## WHAT TO PRODUCE
Reproduce the records word for word, from the first line to the line containing "have compatible APIs.".

________

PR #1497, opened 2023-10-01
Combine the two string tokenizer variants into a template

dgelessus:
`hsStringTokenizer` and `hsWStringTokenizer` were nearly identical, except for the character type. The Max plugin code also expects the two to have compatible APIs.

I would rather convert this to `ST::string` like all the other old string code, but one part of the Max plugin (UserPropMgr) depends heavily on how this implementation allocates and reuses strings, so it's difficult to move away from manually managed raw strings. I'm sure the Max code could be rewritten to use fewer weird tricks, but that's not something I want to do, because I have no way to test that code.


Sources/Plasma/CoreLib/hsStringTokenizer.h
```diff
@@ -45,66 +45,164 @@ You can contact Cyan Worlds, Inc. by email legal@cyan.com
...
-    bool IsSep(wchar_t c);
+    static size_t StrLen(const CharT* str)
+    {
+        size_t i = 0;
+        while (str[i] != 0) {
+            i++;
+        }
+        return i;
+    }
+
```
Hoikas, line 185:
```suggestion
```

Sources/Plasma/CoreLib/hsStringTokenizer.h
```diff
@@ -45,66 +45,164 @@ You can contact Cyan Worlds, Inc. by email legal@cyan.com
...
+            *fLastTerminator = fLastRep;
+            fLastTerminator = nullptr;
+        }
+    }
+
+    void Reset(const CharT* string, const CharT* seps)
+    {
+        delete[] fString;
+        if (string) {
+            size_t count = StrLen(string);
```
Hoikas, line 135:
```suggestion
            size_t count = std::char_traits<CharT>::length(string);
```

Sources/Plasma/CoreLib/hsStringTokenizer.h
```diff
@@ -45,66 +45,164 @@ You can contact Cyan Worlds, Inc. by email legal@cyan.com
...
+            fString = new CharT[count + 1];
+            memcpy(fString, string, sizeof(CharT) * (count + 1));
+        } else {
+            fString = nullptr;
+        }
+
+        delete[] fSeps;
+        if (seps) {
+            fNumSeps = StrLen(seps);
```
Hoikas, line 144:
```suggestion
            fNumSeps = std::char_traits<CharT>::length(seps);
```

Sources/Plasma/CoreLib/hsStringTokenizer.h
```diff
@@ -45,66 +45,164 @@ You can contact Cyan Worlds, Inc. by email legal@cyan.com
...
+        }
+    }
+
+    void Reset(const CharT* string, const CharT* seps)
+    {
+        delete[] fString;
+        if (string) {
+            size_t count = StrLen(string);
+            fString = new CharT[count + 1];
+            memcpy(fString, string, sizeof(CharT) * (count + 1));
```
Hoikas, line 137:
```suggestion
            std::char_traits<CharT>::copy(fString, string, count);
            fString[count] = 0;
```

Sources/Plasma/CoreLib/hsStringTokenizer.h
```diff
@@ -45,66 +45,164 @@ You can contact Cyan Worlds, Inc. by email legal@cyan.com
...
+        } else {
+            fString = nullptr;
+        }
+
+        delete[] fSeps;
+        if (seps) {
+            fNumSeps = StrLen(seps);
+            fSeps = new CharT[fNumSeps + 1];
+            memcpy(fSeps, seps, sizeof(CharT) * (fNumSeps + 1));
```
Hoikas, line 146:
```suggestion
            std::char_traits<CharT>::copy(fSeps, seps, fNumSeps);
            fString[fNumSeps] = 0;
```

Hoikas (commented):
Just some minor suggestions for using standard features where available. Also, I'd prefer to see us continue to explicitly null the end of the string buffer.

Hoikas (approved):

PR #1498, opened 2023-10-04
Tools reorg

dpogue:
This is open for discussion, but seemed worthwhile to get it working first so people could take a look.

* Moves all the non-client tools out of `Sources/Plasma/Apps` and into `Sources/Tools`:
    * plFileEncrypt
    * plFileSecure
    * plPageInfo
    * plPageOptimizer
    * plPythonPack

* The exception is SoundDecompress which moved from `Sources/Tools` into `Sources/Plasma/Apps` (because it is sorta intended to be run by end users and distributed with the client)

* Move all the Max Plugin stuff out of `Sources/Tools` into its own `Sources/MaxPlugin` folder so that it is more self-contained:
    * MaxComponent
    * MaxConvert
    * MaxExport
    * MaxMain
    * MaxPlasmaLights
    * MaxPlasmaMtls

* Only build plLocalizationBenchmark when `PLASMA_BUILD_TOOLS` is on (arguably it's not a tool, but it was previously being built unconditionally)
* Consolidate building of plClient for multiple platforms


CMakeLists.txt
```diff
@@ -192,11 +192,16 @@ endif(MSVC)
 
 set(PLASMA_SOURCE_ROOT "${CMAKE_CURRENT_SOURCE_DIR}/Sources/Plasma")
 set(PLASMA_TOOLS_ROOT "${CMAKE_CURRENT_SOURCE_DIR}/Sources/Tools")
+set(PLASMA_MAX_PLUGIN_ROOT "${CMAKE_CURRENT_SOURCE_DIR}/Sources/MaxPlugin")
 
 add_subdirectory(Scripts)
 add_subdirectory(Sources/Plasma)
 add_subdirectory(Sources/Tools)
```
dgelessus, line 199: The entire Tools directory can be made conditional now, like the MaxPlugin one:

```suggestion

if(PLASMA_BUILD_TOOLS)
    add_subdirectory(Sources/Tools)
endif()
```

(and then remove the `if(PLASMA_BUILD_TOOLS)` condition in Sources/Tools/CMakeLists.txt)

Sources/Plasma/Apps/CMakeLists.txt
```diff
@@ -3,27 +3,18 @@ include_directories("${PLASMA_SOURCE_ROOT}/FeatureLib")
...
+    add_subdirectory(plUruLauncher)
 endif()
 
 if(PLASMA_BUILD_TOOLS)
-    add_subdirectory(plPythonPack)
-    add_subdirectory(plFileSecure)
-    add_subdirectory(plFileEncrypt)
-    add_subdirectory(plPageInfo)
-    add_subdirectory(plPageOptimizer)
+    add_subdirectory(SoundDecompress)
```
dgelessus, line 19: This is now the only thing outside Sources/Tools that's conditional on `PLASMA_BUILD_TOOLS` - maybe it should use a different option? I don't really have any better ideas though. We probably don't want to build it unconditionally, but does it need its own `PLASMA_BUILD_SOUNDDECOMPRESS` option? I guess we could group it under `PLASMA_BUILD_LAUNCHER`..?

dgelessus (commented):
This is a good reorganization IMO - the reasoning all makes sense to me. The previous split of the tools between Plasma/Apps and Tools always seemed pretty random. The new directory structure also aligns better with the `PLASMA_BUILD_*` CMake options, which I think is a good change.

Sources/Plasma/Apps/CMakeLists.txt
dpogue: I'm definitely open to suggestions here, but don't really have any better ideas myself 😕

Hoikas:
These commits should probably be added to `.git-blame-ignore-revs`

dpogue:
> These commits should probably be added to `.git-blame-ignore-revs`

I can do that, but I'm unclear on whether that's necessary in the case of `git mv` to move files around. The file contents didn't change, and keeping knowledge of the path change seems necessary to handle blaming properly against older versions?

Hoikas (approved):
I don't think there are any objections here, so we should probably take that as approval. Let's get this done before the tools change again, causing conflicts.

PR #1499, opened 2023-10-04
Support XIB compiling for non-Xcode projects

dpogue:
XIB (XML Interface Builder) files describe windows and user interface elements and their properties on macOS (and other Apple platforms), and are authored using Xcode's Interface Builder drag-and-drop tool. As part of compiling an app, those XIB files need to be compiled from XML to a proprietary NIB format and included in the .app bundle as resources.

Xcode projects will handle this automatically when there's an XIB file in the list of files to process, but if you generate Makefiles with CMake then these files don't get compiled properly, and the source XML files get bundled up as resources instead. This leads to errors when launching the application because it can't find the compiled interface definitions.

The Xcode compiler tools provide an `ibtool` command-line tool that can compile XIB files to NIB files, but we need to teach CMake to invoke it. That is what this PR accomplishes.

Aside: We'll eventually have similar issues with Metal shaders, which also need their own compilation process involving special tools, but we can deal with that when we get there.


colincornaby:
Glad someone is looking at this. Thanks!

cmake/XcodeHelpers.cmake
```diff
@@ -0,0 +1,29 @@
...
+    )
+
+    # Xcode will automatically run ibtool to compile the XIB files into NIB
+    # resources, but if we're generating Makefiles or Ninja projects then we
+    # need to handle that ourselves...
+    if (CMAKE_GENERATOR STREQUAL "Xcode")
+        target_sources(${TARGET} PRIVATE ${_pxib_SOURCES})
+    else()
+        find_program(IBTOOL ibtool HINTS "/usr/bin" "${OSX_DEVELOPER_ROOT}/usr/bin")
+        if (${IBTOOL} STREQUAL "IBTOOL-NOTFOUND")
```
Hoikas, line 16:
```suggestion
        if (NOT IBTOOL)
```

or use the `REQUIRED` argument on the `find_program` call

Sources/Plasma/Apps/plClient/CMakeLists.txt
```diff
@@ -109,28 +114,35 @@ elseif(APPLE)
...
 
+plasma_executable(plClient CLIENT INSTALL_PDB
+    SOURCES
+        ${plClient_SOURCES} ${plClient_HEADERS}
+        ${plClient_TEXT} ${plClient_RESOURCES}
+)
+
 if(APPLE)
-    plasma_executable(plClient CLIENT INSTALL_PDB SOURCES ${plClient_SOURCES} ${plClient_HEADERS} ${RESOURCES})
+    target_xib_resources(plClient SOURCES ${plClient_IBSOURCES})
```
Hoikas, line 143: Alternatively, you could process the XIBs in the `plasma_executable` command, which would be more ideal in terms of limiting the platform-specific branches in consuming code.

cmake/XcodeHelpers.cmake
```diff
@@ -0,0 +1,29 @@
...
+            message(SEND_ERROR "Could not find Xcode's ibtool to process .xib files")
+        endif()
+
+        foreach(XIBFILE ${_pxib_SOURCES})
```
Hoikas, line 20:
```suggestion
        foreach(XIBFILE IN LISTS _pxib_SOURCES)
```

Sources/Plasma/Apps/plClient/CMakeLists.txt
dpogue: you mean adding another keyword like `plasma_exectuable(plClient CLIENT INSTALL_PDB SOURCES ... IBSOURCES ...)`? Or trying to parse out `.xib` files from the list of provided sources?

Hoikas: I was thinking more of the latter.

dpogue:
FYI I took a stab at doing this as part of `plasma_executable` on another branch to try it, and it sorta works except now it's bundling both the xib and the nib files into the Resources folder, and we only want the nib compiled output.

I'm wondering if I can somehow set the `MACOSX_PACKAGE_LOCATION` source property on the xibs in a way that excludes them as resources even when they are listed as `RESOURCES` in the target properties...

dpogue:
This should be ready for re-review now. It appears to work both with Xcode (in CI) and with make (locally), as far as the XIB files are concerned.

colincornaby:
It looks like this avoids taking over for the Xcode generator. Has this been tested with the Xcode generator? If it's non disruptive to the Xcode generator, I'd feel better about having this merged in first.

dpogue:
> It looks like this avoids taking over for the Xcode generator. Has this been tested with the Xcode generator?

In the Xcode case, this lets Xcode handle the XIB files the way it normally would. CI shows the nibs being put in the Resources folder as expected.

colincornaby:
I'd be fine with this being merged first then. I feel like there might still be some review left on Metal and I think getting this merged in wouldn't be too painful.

________

## YOUR RESPONSE
PR #1497, opened 2023-10-01
Combine the two string tokenizer variants into a template

dgelessus:
`hsStringTokenizer` and `hsWStringTokenizer` were nearly identical, except for the character type. The Max plugin code also expects the two to have compatible APIs.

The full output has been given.